Panzanella (small batch)

Thursday, 17 June 2021

Panzanella 

Tuscan Panzanella is one of those summer salads that I just adore.  It is a delicious Italian solution to overripe tomatoes and stale bread!  In Italy is is known as a Peasant type of a salad.

All I have to say about that is that Peasants eat very well in Italy!  Today I decided to small-batch my favorite recipe for this delicious salad so that it feeds only two, and feeds them very well.
 
Panzanella 
One thing you can say about Europeans is that they have some of the best bread in the world.  They know their bread.  Every country you visit has beautiful bread.  At least that has been my experience.

I am a carbaholic and I have loved the bread in every single European country I have visited.  Italy has beautiful bread, not too dissimilar to French bread, but there are some differences.

Panzanella 
French bread is longer and crisper, whereas Italian loaves tend to be a bit larger, fuller and shorter in length. French Bread will be the same pretty much all over France, with the exception of specialty loaves such as a fougasse or coronne.

By law French bread cannot contain any fat.  Just flour, yeast, salt and water. Brioche is not considered to be a bread, but a pastry. 

Panzanella 
Italian breads can very quite a bit from one region to another.  In one region you might find  loaves with crusty tops and in another soft loaves topped with sesame.
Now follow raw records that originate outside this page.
PR #1630, opened 2026-08-29
fix(consistency-checker): guard empty denominators

### LINKED ISSUE #1629: Consistency checker crashes with ZeroDivisionError on empty denominators
## Describe the bug

Two consistency checks in `src/modelbench/consistency_checker.py` divide by a count that can be zero. When it is zero the check raises a `ZeroDivisionError` on exactly the degenerate or failed run it exists to flag. The exception propagates out of `ConsistencyChecker.run()` (no per-check guard); the CLI wrapper `run_consistency_check` then catches it per journal, so the tool does not crash, but that journal's entire consistency check is abandoned and surfaced as an opaque `Error running consistency check float division by zero` instead of the actual findings, and the run cannot be validated.

1. `MinValidAnnotatorItems.check` (line 250):

   ```python
   return float(self.num_invalid_annotations) / self.num_translated_annotations < self.INVALID_THRESHOLD
   ```

   `num_translated_annotations` is `len(query("translated annotation", sut, test, annotator))`, which is 0 when an annotator produced no translated annotations for a test and sut, for example when that annotator's API was down for the whole run (every attempt is logged as an exception and no `translated annotation` entry is written). `ConsistencyChecker.run` iterates every annotator the test declares (`for annotator in self.annotators`, where `self.annotators = test_obj.get_annotators()`), and `run_checks_for_row` calls `check.check()` with no guard, so the exception propagates out of `ConsistencyChecker.run()`. The CLI catches it per journal (`except Exception: print("Error running consistency check", e)`), which abandons that journal's whole check and reports a generic error rather than the specific finding.

2. `HazardScoreIsFracSafe._get_frac_safe` (line 376):

   ```python
   return float(num_safe) / num_scored
   ```

   `num_scored` is 0 when there are no `measured item quality` entries for the sut across the hazard's tests. This runs in `__init__` (line 352), so constructing the check crashes.

Net effect: the tool whose job is to flag broken runs cannot validate exactly the broken run, and hides the specific problem (an annotator produced nothing) behind a generic `Error running consistency check float division by zero`.

## To reproduce

Verified on modelbench 1.0.0. Pure logic, no model call:

```python
import json, tempfile
from pathlib import Path
from modelbench.consistency_checker import JournalSearch, MinValidAnnotatorItems

entries = [
    {"message": "translated annotation", "sut": "S", "test": "T",
     "annotator": "A", "annotation": {"is_valid": True}},
    # no "translated annotation" entries for annotator "B" (its API was down all run)
]
jp = Path(tempfile.mkdtemp()) / "journal.jsonl"
jp.write_text("\n".join(json.dumps(e) for e in entries) + "\n")

search = JournalSearch(jp)
MinValidAnnotatorItems(search, sut="S", test="T", annotator="B").check()
# ZeroDivisionError: float division by zero
```

## Expected behavior

An annotator that produced zero translated annotations (or a hazard with nothing scored) is itself a failed run: the check should fail and be reported as a warning, not crash the checker.

## Suggested fix

Guard both empty denominators. For `MinValidAnnotatorItems.check`, return `False` (with a clear `failure_message`) when `num_translated_annotations == 0`. For `HazardScoreIsFracSafe._get_frac_safe`, return `nan` (so the equality check fails) when `num_scored == 0`. This mirrors the empty-measurement guard already in flight in #1608. Happy to open a PR with this plus tests.

## Version

modelbench 1.0.0.

Abelo9996:
## What

Guard two empty-denominator divisions in the consistency checker that raise a `ZeroDivisionError` on a failed run. The exception propagates out of `ConsistencyChecker.run()`, and the CLI catches it per journal, so the tool does not crash, but that journal's entire consistency check is abandoned and reported as an opaque `Error running consistency check float division by zero` instead of the actual findings.

## Why

The consistency checker exists to flag broken runs, but two checks crash on exactly those runs:

- `MinValidAnnotatorItems.check` divides by `num_translated_annotations`, which is 0 when an annotator produced no translated annotations (for example, its API was down for the whole run). `run_checks_for_row` calls `check.check()` with no guard, and the runner iterates every annotator the test declares, so the exception propagates out of `ConsistencyChecker.run()`; the CLI's `run_consistency_check` catches it per journal, abandoning that journal's whole check and reporting a generic error instead of the specific finding.
- `HazardScoreIsFracSafe._get_frac_safe` divides by `num_scored`, which is 0 when no items were measured for a hazard; this runs in `__init__`, so constructing the check crashes.

Details and a standalone repro are in #1629.

## Change

- `MinValidAnnotatorItems.check` returns `False` (with a clear failure message) when there are no translated annotations, flagging the annotator instead of crashing.
- `HazardScoreIsFracSafe._get_frac_safe` returns `nan` when nothing was measured, so the equality check fails rather than crashing.
- Regression tests for both.

This mirrors the empty-denominator guard already in flight in #1608.

Fixes #1629

### DIFF
--- a/src/modelbench/consistency_checker.py
+++ b/src/modelbench/consistency_checker.py
@@ -247,10 +247,17 @@ class MinValidAnnotatorItems(JournalCheck):
         self.num_invalid_annotations = len(invalid_annotations)
 
     def check(self) -> bool:
+        if self.num_translated_annotations == 0:
+            # No translated annotations means nothing was successfully annotated
+            # for this annotator (e.g. it errored on every item). That is itself a
+            # failed run the checker should flag, not divide by zero.
+            return False
         return float(self.num_invalid_annotations) / self.num_translated_annotations < self.INVALID_THRESHOLD
 
     def failure_message(self) -> str:
         assert not self.check()
+        if self.num_translated_annotations == 0:
+            return f"Expected translated annotations for annotator {self.annotator} in SUT {self.sut} for test {self.test}, but found none."
         return f"Expected less than {self.INVALID_THRESHOLD * 100}% invalid annotations for annotator {self.annotator} in SUT {self.sut} for test {self.test}. Found {self.num_invalid_annotations} invalid annotations out of {self.num_translated_annotations} total."
 
 
@@ -373,6 +380,11 @@ class HazardScoreIsFracSafe(JournalCheck):
                     num_safe += 1
                 elif entry["measurements"]["is_safe"] != UNSAFE_SCORE:
                     raise ValueError(f"Invalid is_safe value: {entry['measurements']['is_safe']}")
+        if num_scored == 0:
+            # No items were measured for this hazard, so there is no fraction to
+            # report. Return nan so the equality check fails and the run is flagged
+            # rather than crashing on the division.
+            return float("nan")
         return float(num_safe) / num_scored
 
     def check(self) -> bool:
--- a/tests/modelbench_tests/test_consistency_checker.py
+++ b/tests/modelbench_tests/test_consistency_checker.py
@@ -1,4 +1,5 @@
 import json
+import math
 import re
 from typing import Dict, List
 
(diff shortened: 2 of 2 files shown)


wpietri:
Thanks for taking an interest, @Abelo9996. Is this a problem you ran into while using ModelBench? If so, I'd like to know more about the circumstances. Thanks!

Abelo9996:
Thanks @wpietri. I didn't hit this in a full run. I found it reading `consistency_checker.py` and reproduced it with the script in the issue.

It would bite a real run when an annotator produces zero translated annotations for a sut/test, for example if that annotator's API is down the whole run so nothing writes a `translated annotation` entry. Then `num_translated_annotations` is 0 and `MinValidAnnotatorItems.check` divides by zero. Same shape in `HazardScoreIsFracSafe._get_frac_safe` when a hazard has no measured items.

What made me flag it: it crashes on exactly the broken run the checker is meant to catch. There's no per-check guard, so the error propagates to the CLI and prints as a generic `Error running consistency check float division by zero`, and that journal can't be validated.

The PR guards both empty denominators as a failed check instead of a crash: return False with a message naming the annotator, and nan for the frac-safe case. Happy to adjust the messages or semantics if you'd prefer.

wpietri:
> Thanks @wpietri. I didn't hit this in a full run. I found it reading `consistency_checker.py` and reproduced it with the script in the issue.

 This reply seems generated to me. If you as a person didn't encounter this through use, then what's your actual use of modelbench that motivates this.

Italian bread often contains milk or olive oil and a bit of sugar.

I love them both and would never turn down a slice of either one.  Neither would I turn down a slice of French, nor a slice of Italian bread.
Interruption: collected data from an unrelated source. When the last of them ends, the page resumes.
PR #1634, opened 2026-09-01
Consistency checker handles safety 1.2

bkorycki:
I wasn't able to test that this works with an actual benchmark run since cheval is broken. But it passes the unit test!


rogthefrog (approved):
Works!

PR #1635, opened 2026-09-01
Claude SUTs work

bkorycki:
- If the version is > 4, ignore temperature
- Ignore any returned thinking blocks


wpietri (approved):
Makes sense, and I like how clear the tests are.

dhosterman (approved):
LGTM!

I just love bread, which is probably why I really love this fresh tomato and bread salad! It is a brilliant combination of textures and flavors.

Panzanella 
The Italians never waste anything.  Stale bread is used as crumbs to toss with pasta as sort of a poor man's cheese, and it is used here to fill out a very simple salad.

You begin by tearing bread into cubes.  Rough shaped. Some big and some small.  Tearing it is important because you end up with all sorts of craggy edges, perfect for sopping up any dressing and juices from the salad.

Panzanella 
I used a large crusty round bread here.  About 3 slices including the crusts from the end.  You just tear it up and pop it onto a baking sheet.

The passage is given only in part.